Cilia and Flagella

Cilia and flagella are projections from the cell. They are made up of microtubules , as shown in this cartoon. They are motile and designed either to move the cell itself or to move substances over or around the cell. The primary purpose of cilia in mammalian cells is to move fluid, mucous, or cells over their surface. Cilia and flagella have the same internal structure. The major difference is in their length.

This figure shows a cross section of a cilium next to a longitudinal section. Below, we will see how the microtubules are organized in the core (shown in the cartoon in this figure). Also, shown is the

How do Cilia and Flagella move?

Cilia and flagella move because of the interactions of a set of microtubules inside. Collectively, these are called an "axoneme", This figure shows a microtubule (top panel) in surface view and in cross section (lower left hand panel). Two of these microtubules join to form one doublet in the cilia or flagella This is shown in the middle panel. Note that one of the tubules is incomplete. Furthermore, there are important microtubule associated proteins (MAPs) projecting from one of the microtubule subunits.

A cross section of a cilium is shown in this cartoon. Note that there is a circle of nine doublets, each of which have one complete (A Tubule) and one incomplete (B Tubule) microtubules. The Core doublets are both complete. Extending from the doublets are sets of arms that join neighboring doublets. These are composed of the protein "dynein". It is spaced at 24 nm intervals. Nexin links are spaced along the microtubules to hold them together. Projecting inward are radial spokes that connect with a sheath enclosing the doublets.

This figure shows an electron micrograph of a cross section of a cilium. Note that you can see the dynein arms and the nexin links. The dynein arms have ATPase activity. In the presence of ATP, they can move from one tubulin to another. They enable the tubules to slide along one another so the cilium can bend. The dynein bridges are regulated so that sliding leads to synchronized bending. Because of the nexin and radial spokes, the doublets are held in place so sliding is limited lengthwise. If nexin and the radial spokes are subjected to enzyme digestion, and exposed to ATP, the doublets will continue to slide and telescope up to 9X their length.

Another micrograph of the cell surface showing a number of cilia. These must be organized functionally so the cilia beat in a wave.

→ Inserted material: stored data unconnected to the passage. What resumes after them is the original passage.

PR #214, opened 2017-11-29
Support Kotlin 1.2.0 and set default Kotlin version to 1.1.50

takuji31:
Added Kotlin 1.2.0 support.

- Use kotlin.reflect.full.starProjectedType instead of kotlin.reflect.defaultType
  - extensions in `jvm.reflect` package was removed in Kotlin 1.2.0
- Set default Kotlin version to 1.1.50
  - `kotlin.reflect.full` package was added in Kotlin 1.1.0
  - **[important]** Applying this change makes it impossible to support Kotlin 1.0.x.
- https://kotlinlang.org/docs/reference/whatsnew11.html#kotlinreflectfull
- https://kotlinlang.org/docs/reference/whatsnew12.html#kotlin-standard-library-artifacts-and-split-packages

We want to use Kotlin 1.2.0 as soon as possible. Please check this 🙇

### DIFF
--- a/.travis.yml
+++ b/.travis.yml
@@ -5,13 +5,13 @@ language: java
 matrix:
   include:
   - jdk: oraclejdk8
-    env: TERM=dumb MOCK_MAKER=mock-maker-inline KOTLIN_VERSION=1.0.7
-  - jdk: oraclejdk8
     env: TERM=dumb MOCK_MAKER=mock-maker-inline KOTLIN_VERSION=1.1.50
   - jdk: oraclejdk8
-    env: TERM=dumb KOTLIN_VERSION=1.0.7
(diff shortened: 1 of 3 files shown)


nhaarman:
> [important] Applying this change makes it impossible to support Kotlin 1.0.x.

Well this is kind of a deal breaker. Does the current version of Mockito-Kotlin (`1.5.0`) not work for you with Kotlin `1.2.0`?

nhaarman:
Version `2.x` will remove the dependency on `kotlin-reflect`. Please try out `2.0.0-alpha01` to see if it works for you: https://github.com/nhaarman/mockito-kotlin/releases/tag/2.0.0-alpha01

takuji31:
I'll try using the new version soon. thanks 😄

takuji31:
New version works fine. 👍

PR #219, opened 2017-12-03
Allow nullable return types for `onGeneric`

### LINKED ISSUE #208: onGeneric does not work with nullable return type
The following code will not work due to the nullable return type:

```kotlin
val result: Iterable<String> = mock {
    onGeneric { firstOrNull() } doReturn mockedResponse
}
```

error thrown during compilation:
```
Kotlin: Type parameter bound for R in inline fun 

<reified R : Any> onGeneric(noinline methodCall: Iterable<String>.() -> R): OngoingStubbing<R>

is not satisfied: inferred type String? is not a subtype of Any
```

nhaarman:
Fixes #208


walkerdb:
🎉

PR #226, opened 2018-01-06
extension function for spies

dpreussler:
spy should make use of extensions functions, as they are based on existing objects, so no need to use same syntax as mock :)

it reads much nicer:

```kotlin
      val dateSpy = Date(0).spy()
```
or
```kotlin
      val dateSpy = Date(0).spy {
            on { time } doReturn timeVal
        }
```

had to rename to *spied* as would have the same jvm syntax as the latest merge to spy syntax

```kotlin
      val dateSpy = Date(0).spied()
```


nhaarman:
Using the parameter (`spy(instance)`) expresses the fact that the instance is wrapped to be spied, whereas `instance.spy()` might indicate that the instance is altered.
Since the `spy(instance) { }` syntax is the same as `mock() { } `) which people know I don't think this really adds any value to the library.

PR #228, opened 2018-01-11
Coroutines testing

### LINKED ISSUE #205: Coroutine/suspend function mocking support

bohsen:
Fixes #205 and shows how to test different uses of coroutines:
1. Using a coroutine with a suspend function and how to test this
2. Using a coroutine with a regular function and how to test this.


nhaarman:
Awesome, thanks! I'll look into this soon.

bohsen:
Your welcome. Great library.

Btw. Your build for kotling 1.0.7 will continue to fails because [support for coroutines was added in kotlin 1.1](https://kotlinlang.org/docs/reference/coroutines.html)

PR #611, opened 2022-10-12
Move nix files out of project root

carmenbianca:
Ping @linozen


carmenbianca:
Nix files have to be in the project root. Let's close this. Maybe we can remove/alter the Nix files later.

PR #623, opened 2022-11-10
Populate the `LicenseConcluded` field in the SPDX report

### LINKED ISSUE #586: reuse spdx: also output the full `SPDX-License-Identifier`
The output of `reuse spdx` has the `LicenseInfoInFile `field.
However, with this field it is not always possible to determine the original value of `SPDX-License-Identifier`

For example if the input file has 
```
// Copyright (C) 2016 Paul Lemire <paul.lemire350@gmail.com>
// SPDX-License-Identifier: LicenseRef-Qt-Commercial OR GPL-3.0-only WITH Qt-GPL-exception-1.0
```
The output will be
```
FileName: ./qt3d/tests/auto/input/utils/tst_utils.cpp
SPDXID: SPDXRef-ec9701a4a6e83e5c346e9f4377005153
FileChecksum: SHA1: 78c032c19e50ba890da9609caca80ca3edea1166
LicenseConcluded: NOASSERTION
LicenseInfoInFile: GPL-3.0-only
LicenseInfoInFile: LicenseRef-Qt-Commercial
LicenseInfoInFile: Qt-GPL-exception-1.0
FileCopyrightText: <text>Copyright (C) 2016 Paul Lemire <paul.lemire350@gmail.com></text>
```

Which is not sufficient to determine the `SPDX-License-Identifier`

This information would be useful when using the `reuse spdx` output as input of another script (for example to build a DEP5 file)

pietroalbini:
This PR fixes #586 by adding the `--add-license-concluded` flag to the `reuse spdx` command.

When that flag is provided, REUSE will now calculate the `LicenseConcluded` field in the SPDX report rather than setting it to `NOASSERT`, by `AND`ing all the expressions related to the file. This will allow tools consuming the SPDX report to know the actual licensing of each file, rather than having to rely on the lossy/incorrect `LicenseInfoInFile` fields.

Passing the flag will result in a slightly noticeable slowdown in large repositories: on `rust-lang/rust`, without the flag `reuse spdx` takes 4.13s, while with the flag it takes 4.72s.

To ensure compliance with the SPDX spec, this also adds the `--creator-person` and `--creator-organization` flags to `reuse spdx`. Optional by default, at least one of the flags will be required when passing `--add-license-concluded`, as [requested in the issue](https://github.com/fsfe/reuse-tool/issues/586#issuecomment-1310425706).

~~Since there is no consensus yet in #586 whether to make this the default behavior or not, populating the field and gating that behind a CLI flag are in two different commits, so if you all decide to populate `LicenseConcluded` by default we can simply drop the last commit. This PR does not change `LicenseInfoInFile` in any way.~~

Also, the first commit makes running tests bearable on my machine, since I configured git to require signing all commits with my gpg key, which requires a physical touch on my YubiKey every time a commit is created :sweat_smile:


tenzap:
Will it work also when there are exceptions like in

`SPDX-License-Identifier: LicenseRef-Qt-Commercial OR GPL-3.0-only WITH Qt-GPL-exception-1.0`

pietroalbini:
Yes, this also works when there are exceptions! To be extra sure, I added an exception to the new test I added :slightly_smiling_face:

pietroalbini:
Added `reuse spdx --creator-person=NAME --creator-organization=NAME` as requested in https://github.com/fsfe/reuse-tool/issues/586#issuecomment-1310425706. The command will continue working without the flags, but at least one of them will be required when passing `--add-license-concluded`.

alpianon:
hi @pietroalbini we at [Oniro Project](https://docs.oniroproject.org/en/latest/) just realized that we would really need this functionality, it's great that you are already developing it, thanks! :)

FYI I'm proposing to add another spdx-related feature (support for comments, conversion of comments from dep5 to spdx, and possibly other comment-related features), see #625 . If you have any idea or feedback on that, feel free to comment there

mxmehl (approved):

mxmehl:
Great work, thanks for implementing all of @silverhook's suggestions!

src/reuse/report.py
```diff
@@ -119,8 +129,10 @@ def bill_of_materials(self) -> str:
 
         # Author
         # TODO: Fix Person and Organization
```
nicorikken, line 131: We can lose the todo now as well?

```suggestion
```

src/reuse/spdx.py
```diff
@@ -22,10 +23,47 @@ def add_arguments(parser) -> None:
     parser.add_argument(
         "--output", "-o", dest="file", action="store", type=PathType("w")
     )
+    parser.add_argument(
+        "--add-license-concluded",
+        action="store_true",
+        help=_(
+            "Populate the LicenseConcluded field. Note that REUSE cannot "
```
nicorikken, line 30: Reuse should be lowercase instead of capitalized I guess as we're talking about the tool, not the spec?
```suggestion
            "Populate the LicenseConcluded field. Note that reuse cannot "
```

nicorikken (approved):
2 small suggestions but overall great work! I can see this coming in handy in many cases, thanks for contributing it.

nicorikken:
:warning: Please don't merge this PR just yet, @carmenbianca has added some improvements on top if this work at https://github.com/fsfe/reuse-tool/pull/690

pietroalbini:
@nicorikken added @carmenbianca's commits to this PR. Sorry about not being able to push directly to the PR, that's a limitation of my employer's GitHub organization.

y0urself:
Is there any chance these arguments will get into a release anytime soon?

linozen:
Yes, we're planning a release in the next two weeks.

y0urself:
Thank you for the answer! :)

PR #624, opened 2022-11-12
README.md: Fix Package Manager Links

oxzi:
Changes:
- Add Alpine Linux URL.
- GNU Guix has bumped versions which are part of its URL.
- Fedora has changed its URL schema.
- The NixOS URL was especially to a now outdated version.

As an alternative, the growing list of different packages could be removed and only a link to repology.org next to a generic example - e.g. `apt-get install reuse` - could remain.


nicorikken (approved):
Great, thanks!

PR #625, opened 2022-11-15
Add support for file comments in spdx

alpianon:
For an open source project I'm working on ([Oniro](https://docs.oniroproject.org/en/latest/)), I added initial support for comments on single files, allowed both by dep5 and spdx specs:
- added 'comment' field to SpdxInfo
- added conversion of dep5 Files:Comment fields into SPDX FileComment fields
- TODO: it would be useful to be able also to *add* (human-readable) comments with `reuse addheader`

A typical (but not the only one) use case is to handle cases in which different portions of a file are subject to different licenses (I'm finding a lot of such cases with patch files in yocto layers). The official FAQ suggest to use comments to that purpose https://reuse.software/faq/#partial-license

Centrioles and Basal Bodies

Cilia and flagella are organized from centrioles that move to the cell periphery. These are called "basal bodies" and are shown in this electron micrograph (bb). Note the numerous cilia projecting from the cell membrane (cm). Basal bodies control the direction of movement of the cilia. This can be shown experimentally.

Centrioles control the direction of cilia or flagella movement.

Note the experiment in your text that describes how the direction of movement was changed. Paramecium has parallel rows of cilia all aligned so that they will beat in the same direction. However, in the 1960's rows of cilia/basal bodies were grafted into Paramecium and they were able to show a change in direction of the beat. The cells passed on the change to future generations even though this was not a genetic alteration. See you text, page 820, for more information.

Centriole structure


Like Cilia and Flagella, Centrioles are also made of microtubules. The difference is that they contain 9 sets of triplets and no doublet in the center. How the triplets in the basal body turn into the cilium doublet remains a mystery.Centrioles come in pairs, each organized at right angles to the other. This figure shows an electron micrograph of a pair of centrioles and the cartoon compares the cross section of a cilium with that of a centriole. Centrioles organize the spindle apparatus on which the chromosomes move during mitosis. You will learn more about that in the lectures designed to cover this phenomenon.

Central Replication.

Centrioles replicate autonomously like mitochondria and peroxisomes. They begin from centers which contain proteins needed for their formation (tubulin, etc.), Then the procentrioles form. Each grows out a single microtubule from which the triplet can form. Once a centriole is made, daughter centrioles can grow out from the tubules at right angles as shown in this cartoon. These then add to the daughter cell (in a dividing cell), or they move to the periphery and form the basal body for the cilium.